=== Dataset excerpts ===
PR #17854, opened 2025-09-12
Attempt to improve CSP

ShadowJonathan:
At work, we're using https://internet.nl to verify that our domains are up-to-date with the latest security standards. One thing that sticks out about snipe-it is various 'insecure' CSP options, such as `script-src 'unsafe-inline'`, and the likes.

Some of this is easily fixable, but there's other items which require further attention, and may break the application if it's not properly vetted.

As such, I've added the new tentative CSP options into a section which sets it to the `Content-Security-Policy-Report-Only` header, which only reports, but does not block, based on its findings.

This would allow the new security options to be trialed, and any violations are then sent to the URL defined by env var `CSP_REPORT_TO`. If not set, it'll only report in the browser console.

---

This PR adds two environment variables:

- `ENABLE_STRICT_CSP`, default `false`, uses the new "strict"(er) CSP policy instead of the (old) "lax" one; this can break the application, so its experimental.
- `CSP_REPORT_TO`, default `null`, defines the endpoint to report violations of the new "strict" CSP policy to, basically meant for data collection of the new policy, until its vetted enough.

### DIFF
--- a/app/Http/Middleware/SecurityHeaders.php
+++ b/app/Http/Middleware/SecurityHeaders.php
@@ -87,14 +87,36 @@ class SecurityHeaders
             $csp_policy[] = "connect-src 'self'";
             $csp_policy[] = "object-src 'none'";
             $csp_policy[] = "font-src 'self' data:";
-            $csp_policy[] = "img-src 'self' data: ".config('app.url').' '.config('app.additional_csp_urls').' '.env('PUBLIC_AWS_URL').' https://secure.gravatar.com http://gravatar.com maps.google.com maps.gstatic.com *.googleapis.com';
-	          
+            $csp_policy[] = "img-src 'self' data: " . config('app.url') . ' ' . config('app.additional_csp_urls') . ' ' . env('PUBLIC_AWS_URL') . ' https://secure.gravatar.com http://gravatar.com maps.google.com maps.gstatic.com *.googleapis.com';
+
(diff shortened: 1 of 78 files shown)


snipe:
We've definitely tried this before - generally speaking, it breaks everything, since we do have inline javascript on many pages.

snipe:
(Also please make sure you're branching from and targeting the `develop` branch, per [our Contributing documentation](https://snipe-it.readme.io/docs/contributing-overview)) Thanks!

ShadowJonathan:
@snipe rebased, please also tell me if i should create a more general issue for this :)

ShadowJonathan:
Wrt inline javascript: I passed through most things that i could find, and i haven't seen any errors reported in the console after a bit of use.

This is why i'd like to install reporting into this, though, since then (when we use this at work), we can collect those errors, and i can add it to this PR, or create more PRs which fix those issues i've noticed.

Furthermore, when we feel comfortable, we can enable the strict CSP option, oblige with our security requirements, and then we can continue submitting fixes, and eventually (hopefully, maybe), the strict CSP option can be enabled by default. :)

That's my hope with this PR

snipe:
This has fallen pretty far out of date so I'm going to close it for now, but do know that as we convert more elements into components, a lot of these issues should go away organically. We definitely appreciate the stab at this though - it's no easy feat, for sure.

PR #17857, opened 2025-09-12
Fixed #17414 - client-side TLS certificate didn't work in Google LDAP

### LINKED ISSUE #17414: LDAP Login Fails ("did not successfully bind") but ldapsearch from server works perfectly
Hello Snipe-IT Team,

I'm having an issue with LDAP login on a fresh installation. The initial "Test LDAP Connection" is successful, but when I try the "Test LDAP Login" with a valid user's credentials, it fails with the error: Login Failed. <username> did not successfully bind to LDAP.

The strange part is that all my credentials and paths are correct, which I have verified using ldapsearch directly from the Snipe-IT server's command line.

Environment:

Snipe-IT Version: Laravel Framework 11.44.1 (get with php artisan --version)

OS: Ubuntu 24.04

Web Server: Apache/2.4.58

PHP Version: PHP 8.3.6 (cli) (built: Mar 19 2025 10:08:38) (NTS) (get with php -v)

Database: MySQL 8.0.42

Installation type: Manual install from Git

Error Message from "Test LDAP Login":
Login Failed. <username> did not successfully bind to LDAP.

What I've already tried (Diagnostics):

ldapsearch from the server CLI works perfectly. I used the exact same credentials, server IP, Base DN, and filter as in my .env file, and it successfully finds and returns the user's data.

Bash

# This command succeeds:
ldapsearch -x -H ldap://YOUR_SERVER_IP -D "YOUR_BIND_DN" -W -b "YOUR_BASE_DN" "(sAMAccountName=testuser)"
PHP LDAP Extension is installed and active. The command php -m | grep ldap returns ldap.

Database connection is working. php artisan db:show returns the correct database info and tables.

Tried both encrypted and unencrypted connections. The error is the same with ldap:// (port 389) and ldaps:// (port 636, with LDAP_USE_TLS=true).

Set the Active Directory Flag. The error persists even with LDAP_AD_FLAG=true in the .env file.

Cleared all caches multiple times after every change to .env (config:clear, route:clear, view:clear, cache:clear).

File permissions are correct for the storage and bootstrap/cache directories.

Given that ldapsearch works, this seems to be an issue within Snipe-IT's specific bind implementation rather than a credential or connectivity problem.

Could you provide any insights on what else might be causing the user bind to fail only within the application?

Thank you for your help!

uberbrady:
The way we had been setting the 'use client-side TLS certificates' option in LDAP was kinda working, but wasn't actually performing the actions in the right order. That worked OK in some versions of PHP - very likely due to some of the _other_ `ldap_set_option()` bugs that had existed in older PHP versions. But, now that those bugs are fixed, this incorrect way we had been setting the option seems to have stopped working in later PHP versions.

This change moves the `ldap_set_option()` statements *before* the `ldap_connect()` statement, which looks like what they actually want you to do.

If someone is running the older, buggy versions of the PHP LDAP code, I suspect this will _still_ work correctly - as we do the whole 'setting LDAP options before connect' thing already in the TLS-certificate-validity-ignoring code.

I'm going to see if I can get some tests going to make sure this works before we get it merged over to 'master'.

Fixes #17414


uberbrady:
I ran this on a test instance and it _did_ seem to work. Probably want to still wait for another confirmation or two before we merge it though.

viclou:
[FD-50814]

=== Action item ===
Set down all of the lines above without altering a word.

=== Response ===
PR #17854, opened 2025-09-12
Attempt to improve CSP

ShadowJonathan:
At work, we're using https://internet.nl to verify that our domains are up-to-date with the latest security standards. One thing that sticks out about snipe-it is various 'insecure' CSP options, such as `script-src 'unsafe-inline'`, and the likes.

Some of this is easily fixable, but there's other items which require further attention, and may break the application if it's not properly vetted.

As such, I've added the new tentative CSP options into a section which sets it to the `Content-Security-Policy-Report-Only` header, which only reports, but does not block, based on its findings.

This would allow the new security options to be trialed, and any violations are then sent to the URL defined by env var `CSP_REPORT_TO`. If not set, it'll only report in the browser console.

---

This PR adds two environment variables:

- `ENABLE_STRICT_CSP`, default `false`, uses the new "strict"(er) CSP policy instead of the (old) "lax" one; this can break the application, so its experimental.
- `CSP_REPORT_TO`, default `null`, defines the endpoint to report violations of the new "strict" CSP policy to, basically meant for data collection of the new policy, until its vetted enough.

### DIFF
--- a/app/Http/Middleware/SecurityHeaders.php
+++ b/app/Http/Middleware/SecurityHeaders.php
@@ -87,14 +87,36 @@ class SecurityHeaders
             $csp_policy[] = "connect-src 'self'";
             $csp_policy[] = "object-src 'none'";
             $csp_policy[] = "font-src 'self' data:";
-            $csp_policy[] = "img-src 'self' data: ".config('app.url').' '.config('app.additional_csp_urls').' '.env('PUBLIC_AWS_URL').' https://secure.gravatar.com http://gravatar.com maps.google.com maps.gstatic.com *.googleapis.com';
-	          
+            $csp_policy[] = "img-src 'self' data: " . config('app.url') . ' ' . config('app.additional_csp_urls') . ' ' . env('PUBLIC_AWS_URL') . ' https://secure.gravatar.com http://gravatar.com maps.google.com maps.gstatic.com *.googleapis.com';
+
(diff shortened: 1 of 78 files shown)


snipe:
We've definitely tried this before - generally speaking, it breaks everything, since we do have inline javascript on many pages.

snipe:
(Also please make sure you're branching from and targeting the `develop` branch, per [our Contributing documentation](https://snipe-it.readme.io/docs/contributing-overview)) Thanks!

ShadowJonathan:
@snipe rebased, please also tell me if i should create a more general issue for this :)

ShadowJonathan:
Wrt inline javascript: I passed through most things that i could find, and i haven't seen any errors reported in the console after a bit of use.

This is why i'd like to install reporting into this, though, since then (when we use this at work), we can collect those errors, and i can add it to this PR, or create more PRs which fix those issues i've noticed.

Furthermore, when we feel comfortable, we can enable the strict CSP option, oblige with our security requirements, and then we can continue submitting fixes, and eventually (hopefully, maybe), the strict CSP option can be enabled by default. :)

That's my hope with this PR

snipe:
This has fallen pretty far out of date so I'm going to close it for now, but do know that as we convert more elements into components, a lot of these issues should go away organically. We definitely appreciate the stab at this though - it's no easy feat, for sure.

PR #17857, opened 2025-09-12
Fixed #17414 - client-side TLS certificate didn't work in Google LDAP

### LINKED ISSUE #17414: LDAP Login Fails ("did not successfully bind") but ldapsearch from server works perfectly
Hello Snipe-IT Team,

I'm having an issue with LDAP login on a fresh installation. The initial "Test LDAP Connection" is successful, but when I try the "Test LDAP Login" with a valid user's credentials, it fails with the error: Login Failed. <username> did not successfully bind to LDAP.

The strange part is that all my credentials and paths are correct, which I have verified using ldapsearch directly from the Snipe-IT server's command line.

Environment:

Snipe-IT Version: Laravel Framework 11.44.1 (get with php artisan --version)

OS: Ubuntu 24.04

Web Server: Apache/2.4.58

PHP Version: PHP 8.3.6 (cli) (built: Mar 19 2025 10:08:38) (NTS) (get with php -v)

Database: MySQL 8.0.42

Installation type: Manual install from Git

Error Message from "Test LDAP Login":
Login Failed. <username> did not successfully bind to LDAP.

What I've already tried (Diagnostics):

ldapsearch from the server CLI works perfectly. I used the exact same credentials, server IP, Base DN, and filter as in my .env file, and it successfully finds and returns the user's data.

Bash

# This command succeeds:
ldapsearch -x -H ldap://YOUR_SERVER_IP -D "YOUR_BIND_DN" -W -b "YOUR_BASE_DN" "(sAMAccountName=testuser)"
PHP LDAP Extension is installed and active. The command php -m | grep ldap returns ldap.

Database connection is working. php artisan db:show returns the correct database info and tables.

Tried both encrypted and unencrypted connections. The error is the same with ldap:// (port 389) and ldaps:// (port 636, with LDAP_USE_TLS=true).

Set the Active Directory Flag. The error persists even with LDAP_AD_FLAG=true in the .env file.

Cleared all caches multiple times after every change to .env (config:clear, route:clear, view:clear, cache:clear).

File permissions are correct for the storage and bootstrap/cache directories.

Given that ldapsearch works, this seems to be an issue within Snipe-IT's specific bind implementation rather than a credential or connectivity problem.

Could you provide any insights on what else might be causing the user bind to fail only within the application?

Thank you for your help!

uberbrady:
The way we had been setting the 'use client-side TLS certificates' option in LDAP was kinda working, but wasn't actually performing the actions in the right order. That worked OK in some versions of PHP - very likely due to some of the _other_ `ldap_set_option()` bugs that had existed in older PHP versions. But, now that those bugs are fixed, this incorrect way we had been setting the option seems to have stopped working in later PHP versions.

This change moves the `ldap_set_option()` statements *before* the `ldap_connect()` statement, which looks like what they actually want you to do.

If someone is running the older, buggy versions of the PHP LDAP code, I suspect this will _still_ work correctly - as we do the whole 'setting LDAP options before connect' thing already in the TLS-certificate-validity-ignoring code.

I'm going to see if I can get some tests going to make sure this works before we get it merged over to 'master'.

Fixes #17414


uberbrady:
I ran this on a test instance and it _did_ seem to work. Probably want to still wait for another confirmation or two before we merge it though.

viclou:
[FD-50814]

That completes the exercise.